Comparison of the radiation patterns shows that the gain is lower than the directivity as the radiation efficiency is less than 1. Similarly, the realized gain is lower than the gain value due to finite impedance mismatch loss. Use the `efficiency`

function to calculate the radiation efficiency of the array.

Efficiency=efficiency(ps,3e9);

### Visualize Directivity, Gain, and Realized Gain Patterns with Single Excitation

Similar to [1], if only one antenna of the array is excited and the other is shorted, a corresponding excitation model is introduced through the `FeedVoltage`

and `FeedPhase`

. Only the first antenna is assumed to be excited here.
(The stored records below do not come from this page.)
PR #86, opened 2021-03-22
Free up disk space in Github Actions

cameel:
Currently all of the Github Actions in this repo that check out a working copy run out of disk space and fail.

Apparently the disk in the Github Actions is big enough (~84 GB) but only ~16 GB is free. The rest is taken up by software. Looks like a lot of it can be recovered though. The two biggest space hogs are .NET and Android SDK. They take ~40 GB total. Unfortunately they have lots of files and subdirectories (.NET has 40k subdirs) and removing them all takes over 10 min.

So far I have determined that removing the following subdirectories frees up ~16 GB and takes only 10-15 s:
```bash
rm -rf /usr/share/swift/                        # 1.3 Gb in 80 subdirs
rm -rf /usr/local/lib/android/sdk/build-tools   # 2.1 Gb in 450 subdirs
rm -rf /usr/share/dotnet/shared                 # 5.3 Gb in 350 subdirs
rm -rf /usr/local/lib/android/sdk/ndk           # 7.6 Gb in 1500 subdirs
```
We could cut the time in half by dropping `ndk` but I think that 15 s is quick enough.

This seems to be necessary only on `ubuntu-latest`. On `macosx-10.15` there's a lot of free space already:
```
 Filesystem      Size   Used  Avail Capacity iused      ifree %iused  Mounted on
/dev/disk1s5   380Gi   11Gi   71Gi    13%  488309 3982052091    0%   /
devfs          184Ki  184Ki    0Bi   100%     636          0  100%   /dev
/dev/disk1s1   380Gi  298Gi   71Gi    81% 7827519 3974712881    0%   /System/Volumes/Data
/dev/disk1s4   380Gi  1.0Mi   71Gi     1%       1 3982540399    0%   /private/var/vm
map auto_home    0Bi    0Bi    0Bi   100%       0          0  100%   /System/Volumes/Data/home
```

### DIFF
--- a/.github/workflows/nightly-emscripten.yml
+++ b/.github/workflows/nightly-emscripten.yml
@@ -20,6 +20,14 @@ jobs:
       nightly-already-exists: ${{ env.NIGHTLY_ALREADY_EXISTS }}
 
     steps:
+      - name: Remove unused software to free up space
+        run: |
+          # These are quick to delete and large enough to make a difference
+          rm -rf /usr/share/swift/                         # 1.3 GB in 80 subdirs
+          rm -rf /usr/local/lib/android/sdk/build-tools/   # 2.1 GB in 450 subdirs
+          rm -rf /usr/share/dotnet/shared/                 # 5.3 GB in 350 subdirs
+          rm -rf /usr/local/lib/android/sdk/ndk/           # 7.6 GB in 1500 subdirs
+
       - uses: actions/checkout@v2
         with:
           repository: 'ethereum/solidity'
@@ -111,6 +119,14 @@ jobs:
 
     if: "needs.build-emscripten-nightly.outputs.nightly-already-exists == 'false'"
     steps:
+      - name: Remove unused software to free up space
+        run: |
+          # These are quick to delete and large enough to make a difference
+          rm -rf /usr/share/swift/                         # 1.3 GB in 80 subdirs
+          rm -rf /usr/local/lib/android/sdk/build-tools/   # 2.1 GB in 450 subdirs
+          rm -rf /usr/share/dotnet/shared/                 # 5.3 GB in 350 subdirs
+          rm -rf /usr/local/lib/android/sdk/ndk/           # 7.6 GB in 1500 subdirs
+
       - uses: actions/checkout@v2
         with:
           ref: ${{ env.TARGET_BRANCH }}
--- a/.github/workflows/t-bytecode-compare.yml
+++ b/.github/workflows/t-bytecode-compare.yml
@@ -27,6 +27,16 @@ jobs:
       PLATFORM: ${{ matrix.platform }}
 
     steps:
+      - name: Remove unused software to free up space
+        # macOS runners apparently have > 70 GB free so it's only needed on Ubuntu
+        if: "env.PLATFORM != 'macosx-amd64'"
+        run: |
+          # These are quick to delete and large enough to make a difference
+          rm -rf /usr/share/swift/                         # 1.3 GB in 80 subdirs
+          rm -rf /usr/local/lib/android/sdk/build-tools/   # 2.1 GB in 450 subdirs
+          rm -rf /usr/share/dotnet/shared/                 # 5.3 GB in 350 subdirs
+          rm -rf /usr/local/lib/android/sdk/ndk/           # 7.6 GB in 1500 subdirs
+
       - uses: actions/setup-python@v2
         with:
           # Use the latest minor release of Python 3. prepare_report.py requires Python >= 3.7
--- a/.github/workflows/random-macosx-build.yml
+++ b/.github/workflows/random-macosx-build.yml
@@ -358,6 +358,14 @@ jobs:
 
     if: "needs.select-solc-version.outputs.solidity-version"
     steps:
+      - name: Remove unused software to free up space
+        run: |
+          # These are quick to delete and large enough to make a difference
+          rm -rf /usr/share/swift/                         # 1.3 GB in 80 subdirs
+          rm -rf /usr/local/lib/android/sdk/build-tools/   # 2.1 GB in 450 subdirs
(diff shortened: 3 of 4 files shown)


.github/workflows/nightly-emscripten.yml
```diff
@@ -20,6 +20,14 @@ jobs:
       nightly-already-exists: ${{ env.NIGHTLY_ALREADY_EXISTS }}
 
     steps:
+      - name: Remove unused software to free up space
+        run: |
+          # These are quick to delete and large enough to make a difference
+          rm -rf /usr/share/swift/                        # 1.3 Gb in 80 subdirs
+          rm -rf /usr/local/lib/android/sdk/build-tools   # 2.1 Gb in 450 subdirs
+          rm -rf /usr/share/dotnet/shared                 # 5.3 Gb in 350 subdirs
+          rm -rf /usr/local/lib/android/sdk/ndk           # 7.6 Gb in 1500 subdirs
```
cameel: I'd prefer to put it in a reusable script instead of repeating it in all actions but unfortunately then I could only access it after I already have a checkout of the repository.

I could retrieve it with `curl` via github API but I'm not sure if complicating it that way is worth it.

cameel:
Another way to reduce disk usage that I've seen others do is to disable swap and remove `/swapfile`.
Also, there are apparently some docker images/containers on the local filesystem that could be removed.

.github/workflows/t-bytecode-compare.yml
```diff
@@ -27,6 +27,16 @@ jobs:
       PLATFORM: ${{ matrix.platform }}
 
     steps:
+      - name: Remove unused software to free up space
+        # macOS runners apparently have > 70 GB free so it's only needed on Ubuntu
+        if: "env.PLATFORM != 'macosx-amd64'"
```
hrkrshnn, line 32: Why do you have this extra check?

hrkrshnn (approved):
LGTM

.github/workflows/t-bytecode-compare.yml
hrkrshnn: Ah, I'm just blind.

hrkrshnn: But it doesn't hurt removing it, does it?

cameel: Yeah. Technically, I could leave it on because it does not fail. But it also does not really remove anything (the files are probably not there, though `/usr/` itself exists and has some stuff in it) so I think it's better to make that clear.

.github/workflows/nightly-emscripten.yml
christianparpart: @cameel you can put that into an action and just make use of it here, that gives you less copy'n'pasting and accidentally forgetting something and a central way to improve the script without touching it in every used repository.

cameel:
In case we want to recover more space later, here's where the most of the big stuff in the `ubuntu-latest` image is:

```
50G /usr/
    16G local/
        1.1G graalvm/
        12G lib/android/
            12G sdk/
                7.6G ndk/
                2.1G build-tools/
    5.4G lib/
    28G  share/
        25G dotnet/
            5.3G shared/
                3.3G Microsoft.NETCore.App/
                1.7G Microsoft.AspNetCore.App/
            19G sdk/
                1.3G NuGetFallbackFolder/
        1.3G swift/
8.0G /opt/
    1.9G ghc/
    4.4G hostedtoolcache/
        1.1G go/
        1.2G CodeQL/
        1.3G Python/
2.2G /var/
    2.1G lib/
4.1G /mnt/
2.4G /snap/

TOTAL 68G
```

And here are some select directories whose removal I have timed:

| Directory                                           | Removal time | Size   | Space recovered | Subdirectories | Errors                                           |
|-----------------------------------------------------|--------------|--------|-----------------|----------------|--------------------------------------------------|
| `/usr/local/graalvm/`                               | 10 s         | 1.1 GB | -2 MB           | 1.6k           | ~5.9k x `Permission Denied`                      |
| `/usr/local/lib/android/`                           | 5 min        | 12 GB  | 11.83 GB        | 18k            | `/usr/local/lib/android/sdk: Permission denied`  |
| `/usr/local/lib/android/sdk/ndk`                    | 21 s         | 7.6 GB | 7.87 GB         | 1.5k           |                                                  |
| `/usr/local/lib/android/sdk/build-tools`            | 3 s          | 2.1 GB | 2.21 GB         | 450            |                                                  |
| `/usr/share/dotnet/`                                | 7 min        | 25 GB  | 25.25 GB        | 41k            |                                                  |
| `/usr/share/dotnet/shared/Microsoft.NETCore.App`    | 1s           | 3.3 GB | 3.36 GB         | 47             |                                                  |
| `/usr/share/dotnet/shared`                          | 7s           | 5.3 GB | 5.56 GB         | 350            |                                                  |
| `/usr/share/dotnet/sdk/NuGetFallbackFolder`         | 2 min        | 1.3 GB | 1.28 GB         | 9.5k           |                                                  |
| `/usr/share/swift/`                                 | 1 s          | 1.3 GB | 1.32 GB         | 78             |                                                  |

The time includes only the removal step, not the whole job that ran it. There's a lot of variability though. For example `/usr/local/lib/android/sdk/ndk` took 22 s on its own but it usually takes about 15 s in my other runs that remove it together with the three other directories.

.github/workflows/nightly-emscripten.yml
cameel: You mean create a reusable action? Not a bad idea. I'll try that.

cameel: i just tried that and unfortunately it won't work without putting the action in a separate repo. The problem is that actions from the same repo do not get checked out automatically and to check it out you need to check out the whole repo which is too big in our case.

chriseth (approved):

ps.FeedVoltage=[1 0]; ps.FeedPhase=[0 0];

Compute and plot the directivity, gain, and realized gain values over a broad frequency range.

if runModel % Compute directivity, gain, and realized gain for m=1:length(f1) patD1=pattern(ps,f1(m),Type='directivity'); patG1=pattern(ps,f1(m),Type='gain'); patRG1=pattern(ps,f1(m),Type='realizedgain'); D1(1,m)=max(max(patD1)); G1(1,m)=max(max(patG1)); RG1(1,m)=max(max(patRG1)); end end % Visualize the directivity, gain, and realized gain patterns figure; plot(f1./1e9,D1,'k') hold on plot(f1./1e9,G1,'--b') plot(f1./1e9,RG1,'--r') xlabel('Frequency(GHz)') ylabel('Values in (dB)') legend('Directivity', 'Gain', 'Realized Gain')

The gain values are observed to increase with the frequency. This indicates that the array radiation pattern becomes more directional as frequency increases.

### Conclusion

This example shows how to efficiently design any advanced complex PCB antenna array using Antenna Toolbox™ and evaluate its impedance and radiation characteristics using Method of Moment (MoM) solver based full-wave simulation.

### References

[1] L. Liu, S. W. Cheung, T. I. Yuk and D. Wu. "A Compact Ultrawideband MIMO Antenna," 2013 7th European Conference on Antennas and Propagation (EuCAP), Sweden, 2013.